European regulators have promised a thorough investigation into Germany's plans to create a bad bank that would absorb state-owned WestLB's toxic assets.

https://p.dw.com/p/LAxs
A crane hook hangs in front of a WestLB branch in Düsseldorf
WestLB was hit hard by the global financial crisisImage: picture-alliance/ dpa

The European Commission has temporarily approved plans by the German government create a so-called "bad bank" that would absorb toxic assets from the state-owned bank WestLB.

European Union regulators gave the approval "because it is necessary for reasons of financial stability," they said in a statement. They also promised to open an in-depth investigation into the bad bank plans amid doubts that the lender would pass state aid tests.

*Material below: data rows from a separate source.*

PR #3047, opened 2024-04-26
Add Never type to Prelude (WIP on warning for expressions after a function with return type Never)

Pi-Cla:
As discussed in #3044 it would be neat to add a type to the Prelude which could represent functions which never return.

The `Never` type can not be constructed because if it could be constructed then someone could write a function which does return at some point with it.
For example we don't want this to be possible:
```gleam
fn go_forever() -> Never {
    // oh no it actually does stop!
    Never
}
```

WIP on figuring out where to add in the Warning for expressions coming after a function/expression of type `Never`.

### DIFF
--- a/compiler-core/src/erlang.rs
+++ b/compiler-core/src/erlang.rs
@@ -1971,6 +1971,7 @@ impl<'a> TypePrinter<'a> {
 
     fn print_prelude_type(&self, name: &str, args: &[Arc<Type>]) -> Document<'static> {
         match name {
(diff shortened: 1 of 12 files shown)


lpil (commented):
Hello! Thank you but it cannot be implemented as a named type as it has different semantics to them. It needs to be a super type of all other types, otherwise panic would be too restrictive and not usable in case expressions.

lpil:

The German government would create the bad bank, officially called a "winding down institute," with a transfer of 85.1 billion euros ($121.4 billion) of WestLB's toxic and non-strategic assets.

Germany has provided three billion euros ($4.3 billion) in aid to set up the bank – an amount that European Competition Commissioner Neelie Kroes said surprised her.

"The setting up of the bad bank shows that WestLB's restructuring process is underway," Kroes said. "However I am surprised about the level of the additional aid required and will make sure that the new aid is fully compatible with EU state aid rules."

When bad banks are good

Creation of the bad bank is part of WestLB's restructuring plans, drawn up after the struggling bank got EU approval for five billion euros in guarantees from its owners last year.

The approval came on the condition that WestLB would abandon high-risk areas of business, halve its assets within two years and sell itself to private owners by the end of 2011. The bank's shareholders are also giving an additional one billion euros in guarantees to comply with German bad bank regulations.

Bad banks are created when state-guaranteed banks need to unload loans which have lost most or all of their value. These "toxic assets" are concentrated in the bad bank until they eventually recover, ideally reducing the cost of saving the state bank to taxpayers.